Tre Swilling

Profile
- Position: Cornerback

Personal information
- Born: March 26, 1999 (age 27) New Orleans, Louisiana, U.S.
- Listed height: 6 ft 1 in (1.85 m)
- Listed weight: 196 lb (89 kg)

Career information
- High school: Brother Martin (New Orleans)
- College: Georgia Tech (2017–2021)
- NFL draft: 2022: undrafted

Career history
- Tennessee Titans (2022)*; New Orleans Saints (2022)*; San Francisco 49ers (2022–2023); Baltimore Ravens (2023)*; New York Jets (2024)*; Carolina Panthers (2025)*;
- * Offseason or practice squad member only

Career NFL statistics as of 2023
- Games played: 2
- Stats at Pro Football Reference

= Tre Swilling =

American football player (born 1999)

Tre Swilling (born March 26, 1999) is an American professional football cornerback. He played college football for the Georgia Tech Yellow Jackets.

==Early life==
Swilling was born in New Orleans, Louisiana and attended Brother Martin High School. Swilling would decide to commit to play college football at Georgia Tech over other schools such as Alabama, Florida, Florida State, LSU, and Michigan.

==College career==
In week ten of the 2018 season, Swilling recorded his first career interception, as he helped Georgia Tech beat North Carolina. Swilling finished the 2018 season with 24 tackles with 1.5 going for a loss, a sack, six pass deflections, an interception, and a forced fumble. In week one of the 2019 season, Swilling broke up a pass and intercepted a pass off of quarterback Trevor Lawrence returning it 41 yards, but the Yellow Jackets would fall against Clemson. Swilling finished the 2019 season with 23 tackles with two being for a loss, ten pass deflections, an interception, and a fumble recovery. For his performance on the season, Swilling was named an All-ACC Honorable Mention. In the 2020 season, Swilling recorded 21 tackles, a pass deflection, a fumble recovery, and a forced fumble. In the 2021 season, Swilling notched 33 tackles with two being for a loss, a sack, and four pass deflections.

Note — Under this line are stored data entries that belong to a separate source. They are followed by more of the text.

PR #447, opened 2026-07-26
fix(network): prefer archive peers during initial sync

evan-forbes:
## Motivation

Historical legacy sync stalled after #440 because peer-set readiness counted
pruned peers, while block routing rejected them. When all archive peers were
busy, a ready pruned peer made `poll_ready` succeed and the subsequent block
request returned `NoReadyPeers`.

Restarting a sync round is intentional for structural failures such as a bad
hash chain or a block that remains unavailable. `NoReadyPeers`, however, only
means that every usable peer is busy at that instant. Classifying that transient
condition as fatal discarded the active checkpoint pipeline and made saturation
repeat as a non-converging restart cycle.

## Solution

While the local node is more than the shared at-or-near-tip threshold behind:

- disconnect peers that do not advertise `NODE_NETWORK`, including peers
  currently handling work;
- signal the crawler to find replacement peers;
- use ordinary peer-set routing and global readiness for the remaining archive
  peers, so `ready().await` parks when they are busy;
- classify `NoReadyPeers` with registry-level unavailability, using the existing
  two-second backoff and 60-retry budget while preserving downloaded blocks.

If the retry budget is exhausted, the normal fatal path still restarts the round
and obtains fresh tips. This preserves the bad-tip and incomplete-checkpoint
escape hatch.

At or near the network tip, the archive preference stops and pruned and archive
peers are retained and routed equally.

## Service-bit audit

The version decoder reads the remote service bits and the peer client checks
`NODE_NETWORK` directly. Production archive and zcashd-compatible Zakura nodes
advertise `NODE_NETWORK`; plain pruned Zakura nodes intentionally advertise no
service bits.

The managed continuous-sync and benchmark templates configure pruned nodes, so
seeing many Zakura peers classified as pruned is expected for that fleet rather
than evidence of a decoder bug. Test sidecar fixtures were updated to match the
production zcashd-compatible service advertisement.

## Testing

- `git diff --check`
- `npx --yes markdownlint-cli@0.44.0 changelog-unreleased/447.md --config .trunk/configs/.markdownlint.yaml`
- `cargo test -p zakura-network` (1,160 passed, 4 ignored; acceptance test
  passed)
- `env 'CXXFLAGS=-include cstdint' cargo test -p zakura no_ready_peers_schedules_backoff_retry`
- `env 'CXXFLAGS=-include cstdint' cargo clippy -p zakura --all-targets -- -D warnings`

The `CXXFLAGS` override works around the host RocksDB C++ header environment;
the targeted Zakura test and lint both passed.

Added coverage for:

- disconnecting pruned peers during historical sync and routing to an archive
  peer;
- waiting without a hot loop while archive peers are busy or only pruned peers
  are connected;
- scheduling `NoReadyPeers` through the backed-off retry path without restarting
  the round;
- retaining and routing to pruned peers at or near tip, including advertised
  inventory;
- matching sidecar fixtures to production archive service bits.

## Changelog

Added `changelog-unreleased/447.md`.

Regression introduced by #440
(`fix(network): avoid pruned peers during historical block sync`).

### Follow-up Work

Run a controlled legacy genesis-sync deployment to validate archive-peer
discovery and first-block progress under real mainnet peering.

### DIFF
--- a/changelog-unreleased/447.md
+++ b/changelog-unreleased/447.md
@@ -1,0 +1,5 @@
+## Fixed
+
+- Fixed legacy initial sync stalls by replacing pruned peers with archive peers
+  until the node reaches the network tip
+  ([#447](https://github.com/zakura-core/zakura/pull/447)).
--- a/changelog-unreleased/447.md
+++ b/changelog-unreleased/447.md
@@ -1,5 +1,6 @@
 ## Fixed
 
 - Fixed legacy initial sync stalls by replacing pruned peers with archive peers
-  until the node reaches the network tip
+  until the node reaches the network tip, and retrying temporary peer
+  unavailability without discarding the sync round
   ([#447](https://github.com/zakura-core/zakura/pull/447)).
--- a/zakura-network/src/peer/error.rs
+++ b/zakura-network/src/peer/error.rs
@@ -28,6 +28,9 @@ pub enum NotFoundClass {
     /// [`PeerError::NotFoundResponse`] — a specific peer lacked the item; retry on another peer.
     Response,
     /// [`PeerError::NotFoundRegistry`] — no ready peer has it; needs fresh tips/peers.
+    ///
+    /// Also includes [`PeerError::NoReadyPeers`], which needs a peer to become ready or connect
+    /// before the request can be retried.
     Registry,
     /// Any other error (not a `notfound`-style failure).
     Other,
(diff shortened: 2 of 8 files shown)


ValarDragon:
Lets also add FindBlocks to hitting this codepath

ebfull:
Heads-up: changelog fragments moved from the root `changelog-unreleased/` directory to `docs/changelog/unreleased/` in #520, and this PR still writes its fragment to the old location (`changelog-unreleased/447.md`). When the PR merges, that recreates the deleted root directory and the fragment gets stranded where release assembly won't pick it up (this already happened once with #513, fixed in #527).

evan-forbes:
stale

Swilling finished his Georgia Tech career with 101 tackles with 5.5 going for a loss, two sacks, 21 pass deflections, two interceptions, two fumble recoveries, and two forced fumbles.

==Professional career==

Pre-draft measurables
| Height | Weight | Arm length | Hand span | 40-yard dash | 10-yard split | 20-yard split | 20-yard shuttle | Three-cone drill | Vertical jump | Broad jump | Bench press |
| 6 ft 0+3⁄4 in (1.85 m) | 196 lb (89 kg) | 31+3⁄4 in (0.81 m) | 9+5⁄8 in (0.24 m) | 4.67 s | 1.65 s | 2.75 s | 4.15 s | 6.81 s | 37 in (0.94 m) | 10 ft 6 in (3.20 m) | 15 reps |
All values from Pro Day

===Tennessee Titans===
On April 30, 2022, Swilling was signed to the Tennessee Titans as an undrafted free agent after going unselected in the 2022 NFL draft. Swilling was waived on August 30, 2022.

===New Orleans Saints===
On September 12, 2022, Swilling was signed to the New Orleans Saints practice squad. He was released on October 4, 2022.

===San Francisco 49ers===
On December 20, 2022, Swilling was signed to the San Francisco 49ers practice squad. He was released on December 27, 2022. On February 6, 2023, Swilling was re-signed to the 49ers to a reserve/future contract. He was waived on August 29, 2023, but was re-signed to the practice squad the next day. On September 16, 2023, Swilling was elevated from the practice squad to the active roster after cornerback Samuel Womack was placed on the injured reserve due to an MCL injury. He saw action in two games on special teams before being waived again on September 21, 2023.

===Baltimore Ravens===
On October 3, 2023, Swilling was signed to the Baltimore Ravens practice squad. He signed a reserve/future contract on January 29, 2024. He was waived on July 22.

=== New York Jets ===
Swilling was signed by the New York Jets on August 2, 2024. He was waived on August 27, and re-signed to the practice squad. He was active for one game, playing in the Jets' final game of the regular season, a 30-20 win over the Miami Dolphins in which he played on special teams. Following the season, Swilling signed a reserve/future contract with New York on January 6, 2025. On June 12, Swilling was waived by the Jets.

===Carolina Panthers===
On July 23, 2025, Swilling signed with the Carolina Panthers. He was waived on August 25.

==Personal life==
Swilling is the son of College Football Hall of Fame linebacker, Pat Swilling.